• _Task prompt_:
Among the records below, determine how many lines have the word "initialized" in them; output only the number.

Saved entries:
========
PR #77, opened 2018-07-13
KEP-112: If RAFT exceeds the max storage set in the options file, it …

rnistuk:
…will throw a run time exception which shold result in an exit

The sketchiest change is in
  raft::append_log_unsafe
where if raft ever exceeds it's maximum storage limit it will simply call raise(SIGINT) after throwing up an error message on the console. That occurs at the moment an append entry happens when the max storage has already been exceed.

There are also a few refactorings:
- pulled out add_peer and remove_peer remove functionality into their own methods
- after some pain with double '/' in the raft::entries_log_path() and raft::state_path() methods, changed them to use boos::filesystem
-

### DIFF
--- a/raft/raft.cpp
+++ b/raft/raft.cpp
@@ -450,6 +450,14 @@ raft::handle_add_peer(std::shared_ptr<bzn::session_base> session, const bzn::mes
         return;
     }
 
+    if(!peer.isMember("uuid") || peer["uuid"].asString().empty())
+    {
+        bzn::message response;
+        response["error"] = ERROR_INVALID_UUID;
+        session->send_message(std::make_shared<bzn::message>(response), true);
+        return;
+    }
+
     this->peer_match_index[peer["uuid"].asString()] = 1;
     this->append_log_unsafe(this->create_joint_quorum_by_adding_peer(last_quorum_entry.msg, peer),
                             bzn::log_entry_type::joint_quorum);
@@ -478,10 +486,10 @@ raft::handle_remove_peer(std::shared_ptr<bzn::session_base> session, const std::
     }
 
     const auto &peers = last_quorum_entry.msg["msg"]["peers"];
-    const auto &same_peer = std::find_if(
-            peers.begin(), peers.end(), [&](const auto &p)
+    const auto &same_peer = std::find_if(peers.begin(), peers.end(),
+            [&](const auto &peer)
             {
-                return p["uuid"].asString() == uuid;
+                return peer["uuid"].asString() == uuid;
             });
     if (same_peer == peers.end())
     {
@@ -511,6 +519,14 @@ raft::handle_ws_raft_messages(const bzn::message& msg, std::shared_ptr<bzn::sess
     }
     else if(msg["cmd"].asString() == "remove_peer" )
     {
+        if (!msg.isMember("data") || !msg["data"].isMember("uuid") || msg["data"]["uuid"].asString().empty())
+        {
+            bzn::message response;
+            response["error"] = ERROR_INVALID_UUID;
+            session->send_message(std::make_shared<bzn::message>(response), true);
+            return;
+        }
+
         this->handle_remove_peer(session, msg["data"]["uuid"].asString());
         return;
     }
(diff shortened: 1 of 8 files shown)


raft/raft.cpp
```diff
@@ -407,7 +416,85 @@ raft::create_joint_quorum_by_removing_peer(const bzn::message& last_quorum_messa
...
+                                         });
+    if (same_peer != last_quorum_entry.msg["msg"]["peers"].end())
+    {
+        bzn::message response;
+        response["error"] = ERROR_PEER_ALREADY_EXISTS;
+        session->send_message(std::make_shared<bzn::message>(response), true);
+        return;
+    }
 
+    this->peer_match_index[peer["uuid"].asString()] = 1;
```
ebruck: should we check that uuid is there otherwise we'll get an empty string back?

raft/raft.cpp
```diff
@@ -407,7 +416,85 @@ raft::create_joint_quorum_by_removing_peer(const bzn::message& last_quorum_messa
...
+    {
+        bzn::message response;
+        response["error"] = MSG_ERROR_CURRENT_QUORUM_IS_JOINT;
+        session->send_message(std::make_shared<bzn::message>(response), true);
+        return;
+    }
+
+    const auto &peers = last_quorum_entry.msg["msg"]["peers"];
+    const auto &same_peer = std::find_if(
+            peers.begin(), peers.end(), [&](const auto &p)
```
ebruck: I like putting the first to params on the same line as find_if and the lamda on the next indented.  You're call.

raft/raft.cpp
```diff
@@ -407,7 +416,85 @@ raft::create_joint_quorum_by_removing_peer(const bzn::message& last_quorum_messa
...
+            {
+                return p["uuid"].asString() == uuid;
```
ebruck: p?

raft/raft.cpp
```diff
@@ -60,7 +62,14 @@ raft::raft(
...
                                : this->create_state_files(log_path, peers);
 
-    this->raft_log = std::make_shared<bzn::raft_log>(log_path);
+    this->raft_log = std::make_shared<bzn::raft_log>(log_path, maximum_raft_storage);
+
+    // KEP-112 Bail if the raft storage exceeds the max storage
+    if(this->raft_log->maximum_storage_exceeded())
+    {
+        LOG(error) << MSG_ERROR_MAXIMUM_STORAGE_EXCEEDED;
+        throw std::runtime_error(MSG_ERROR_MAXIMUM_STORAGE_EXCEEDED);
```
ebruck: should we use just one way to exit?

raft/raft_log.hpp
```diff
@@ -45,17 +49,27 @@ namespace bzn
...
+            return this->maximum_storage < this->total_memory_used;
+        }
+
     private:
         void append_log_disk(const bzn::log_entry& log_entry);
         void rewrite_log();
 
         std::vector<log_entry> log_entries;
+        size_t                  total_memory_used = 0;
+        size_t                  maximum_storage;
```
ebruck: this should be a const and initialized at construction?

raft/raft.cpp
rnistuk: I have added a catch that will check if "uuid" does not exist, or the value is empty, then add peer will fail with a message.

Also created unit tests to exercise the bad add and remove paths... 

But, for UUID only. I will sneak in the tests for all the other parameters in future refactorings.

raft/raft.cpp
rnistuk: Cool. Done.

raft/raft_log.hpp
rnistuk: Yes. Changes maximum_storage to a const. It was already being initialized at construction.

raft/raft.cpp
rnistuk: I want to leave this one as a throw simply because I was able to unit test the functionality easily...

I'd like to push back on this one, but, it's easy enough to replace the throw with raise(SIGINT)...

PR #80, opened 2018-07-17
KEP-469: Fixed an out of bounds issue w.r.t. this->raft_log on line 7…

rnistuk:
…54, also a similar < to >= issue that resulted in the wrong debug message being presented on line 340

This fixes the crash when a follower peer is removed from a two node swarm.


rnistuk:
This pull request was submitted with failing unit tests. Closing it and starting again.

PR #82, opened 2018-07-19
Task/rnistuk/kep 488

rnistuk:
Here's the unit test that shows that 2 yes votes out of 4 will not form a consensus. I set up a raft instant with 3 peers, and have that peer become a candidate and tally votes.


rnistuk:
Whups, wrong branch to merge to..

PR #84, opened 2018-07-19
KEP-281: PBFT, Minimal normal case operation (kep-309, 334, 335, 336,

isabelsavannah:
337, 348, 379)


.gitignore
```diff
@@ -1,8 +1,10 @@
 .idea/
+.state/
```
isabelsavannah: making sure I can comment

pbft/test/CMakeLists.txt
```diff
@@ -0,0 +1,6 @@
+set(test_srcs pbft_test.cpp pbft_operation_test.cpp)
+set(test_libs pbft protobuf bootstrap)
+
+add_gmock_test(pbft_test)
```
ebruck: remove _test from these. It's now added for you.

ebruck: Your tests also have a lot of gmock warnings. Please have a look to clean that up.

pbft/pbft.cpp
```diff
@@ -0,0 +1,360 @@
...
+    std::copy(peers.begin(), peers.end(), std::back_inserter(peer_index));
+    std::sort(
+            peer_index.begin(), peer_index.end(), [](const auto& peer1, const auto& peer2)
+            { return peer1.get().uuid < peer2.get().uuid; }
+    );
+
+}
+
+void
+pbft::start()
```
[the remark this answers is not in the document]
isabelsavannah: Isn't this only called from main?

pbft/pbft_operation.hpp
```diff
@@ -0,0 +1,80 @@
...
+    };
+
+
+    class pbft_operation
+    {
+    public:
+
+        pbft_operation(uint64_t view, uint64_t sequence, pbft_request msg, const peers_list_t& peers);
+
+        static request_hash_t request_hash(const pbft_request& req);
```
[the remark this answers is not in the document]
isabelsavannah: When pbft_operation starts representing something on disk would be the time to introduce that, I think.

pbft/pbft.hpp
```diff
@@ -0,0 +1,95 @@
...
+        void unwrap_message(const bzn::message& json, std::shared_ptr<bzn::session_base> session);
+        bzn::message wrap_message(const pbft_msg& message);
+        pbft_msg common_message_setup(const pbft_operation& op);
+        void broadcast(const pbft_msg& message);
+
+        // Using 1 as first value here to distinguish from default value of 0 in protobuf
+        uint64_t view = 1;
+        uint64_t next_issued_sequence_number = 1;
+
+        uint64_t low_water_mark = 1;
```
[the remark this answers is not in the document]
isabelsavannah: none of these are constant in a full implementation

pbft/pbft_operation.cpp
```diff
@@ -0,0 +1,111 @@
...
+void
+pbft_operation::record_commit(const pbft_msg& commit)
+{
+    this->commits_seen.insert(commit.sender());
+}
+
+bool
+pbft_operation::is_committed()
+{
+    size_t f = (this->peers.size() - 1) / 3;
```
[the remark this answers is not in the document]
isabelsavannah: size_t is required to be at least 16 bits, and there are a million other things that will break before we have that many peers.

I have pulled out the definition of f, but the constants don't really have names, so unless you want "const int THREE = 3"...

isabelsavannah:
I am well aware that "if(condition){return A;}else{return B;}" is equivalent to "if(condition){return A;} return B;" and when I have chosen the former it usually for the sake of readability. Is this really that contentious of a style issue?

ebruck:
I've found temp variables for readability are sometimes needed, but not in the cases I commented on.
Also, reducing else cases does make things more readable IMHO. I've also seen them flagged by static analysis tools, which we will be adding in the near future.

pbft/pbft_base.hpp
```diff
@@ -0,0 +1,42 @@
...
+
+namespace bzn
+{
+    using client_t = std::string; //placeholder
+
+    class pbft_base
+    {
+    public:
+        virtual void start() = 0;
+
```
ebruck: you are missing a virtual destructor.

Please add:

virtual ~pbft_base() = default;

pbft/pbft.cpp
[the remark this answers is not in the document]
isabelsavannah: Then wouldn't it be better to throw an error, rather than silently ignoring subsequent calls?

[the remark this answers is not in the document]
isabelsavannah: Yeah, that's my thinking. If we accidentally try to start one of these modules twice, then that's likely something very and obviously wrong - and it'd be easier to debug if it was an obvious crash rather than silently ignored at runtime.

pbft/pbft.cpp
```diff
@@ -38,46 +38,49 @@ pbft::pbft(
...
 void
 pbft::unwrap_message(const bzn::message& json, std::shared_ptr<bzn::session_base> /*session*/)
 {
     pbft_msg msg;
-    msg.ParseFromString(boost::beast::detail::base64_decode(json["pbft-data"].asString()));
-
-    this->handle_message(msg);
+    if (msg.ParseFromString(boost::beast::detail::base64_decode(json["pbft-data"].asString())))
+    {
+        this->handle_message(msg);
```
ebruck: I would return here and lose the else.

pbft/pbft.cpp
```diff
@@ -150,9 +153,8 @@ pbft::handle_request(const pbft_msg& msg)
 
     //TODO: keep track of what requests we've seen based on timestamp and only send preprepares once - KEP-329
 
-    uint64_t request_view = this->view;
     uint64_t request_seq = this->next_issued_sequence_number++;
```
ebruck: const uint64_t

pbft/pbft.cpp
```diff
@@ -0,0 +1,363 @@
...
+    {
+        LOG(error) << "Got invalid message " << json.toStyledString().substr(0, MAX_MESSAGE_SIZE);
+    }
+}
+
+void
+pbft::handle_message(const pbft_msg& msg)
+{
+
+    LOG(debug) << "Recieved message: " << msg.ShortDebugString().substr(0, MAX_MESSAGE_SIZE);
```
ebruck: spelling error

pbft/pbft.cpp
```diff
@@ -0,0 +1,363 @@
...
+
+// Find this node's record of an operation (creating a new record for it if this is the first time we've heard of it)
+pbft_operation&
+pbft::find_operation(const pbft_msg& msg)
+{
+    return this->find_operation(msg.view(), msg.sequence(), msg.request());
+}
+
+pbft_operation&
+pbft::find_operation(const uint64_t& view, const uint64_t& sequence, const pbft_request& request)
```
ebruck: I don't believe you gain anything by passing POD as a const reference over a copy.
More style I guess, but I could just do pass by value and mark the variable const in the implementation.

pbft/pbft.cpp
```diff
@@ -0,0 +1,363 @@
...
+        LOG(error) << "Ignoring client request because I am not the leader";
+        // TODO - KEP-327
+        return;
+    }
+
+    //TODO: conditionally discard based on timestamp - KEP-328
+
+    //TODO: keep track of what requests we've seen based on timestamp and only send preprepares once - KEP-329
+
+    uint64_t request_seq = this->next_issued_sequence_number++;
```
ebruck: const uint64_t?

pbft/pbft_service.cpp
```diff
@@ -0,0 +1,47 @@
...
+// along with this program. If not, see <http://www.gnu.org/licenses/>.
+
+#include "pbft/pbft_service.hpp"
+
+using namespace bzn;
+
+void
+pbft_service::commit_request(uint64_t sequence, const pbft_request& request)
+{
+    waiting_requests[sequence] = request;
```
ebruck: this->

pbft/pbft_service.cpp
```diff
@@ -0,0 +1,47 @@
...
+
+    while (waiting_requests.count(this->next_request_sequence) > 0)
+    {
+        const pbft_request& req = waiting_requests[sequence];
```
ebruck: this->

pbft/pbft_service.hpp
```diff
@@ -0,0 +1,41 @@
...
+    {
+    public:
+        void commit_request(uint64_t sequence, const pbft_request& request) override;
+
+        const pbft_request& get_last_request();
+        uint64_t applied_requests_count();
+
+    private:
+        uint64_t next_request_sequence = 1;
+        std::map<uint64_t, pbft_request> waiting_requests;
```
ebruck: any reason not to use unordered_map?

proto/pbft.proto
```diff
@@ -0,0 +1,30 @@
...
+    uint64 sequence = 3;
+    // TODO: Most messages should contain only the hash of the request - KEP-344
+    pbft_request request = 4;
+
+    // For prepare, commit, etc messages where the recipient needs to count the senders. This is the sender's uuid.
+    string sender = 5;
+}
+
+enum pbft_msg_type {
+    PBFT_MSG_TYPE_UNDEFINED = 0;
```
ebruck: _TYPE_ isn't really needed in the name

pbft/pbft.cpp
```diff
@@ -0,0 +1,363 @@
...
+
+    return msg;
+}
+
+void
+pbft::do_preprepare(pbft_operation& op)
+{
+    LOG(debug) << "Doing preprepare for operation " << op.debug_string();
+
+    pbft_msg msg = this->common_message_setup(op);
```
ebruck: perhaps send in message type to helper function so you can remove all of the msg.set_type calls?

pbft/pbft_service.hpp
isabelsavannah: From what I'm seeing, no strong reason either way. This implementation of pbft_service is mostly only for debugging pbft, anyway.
========
• _Response area_:
2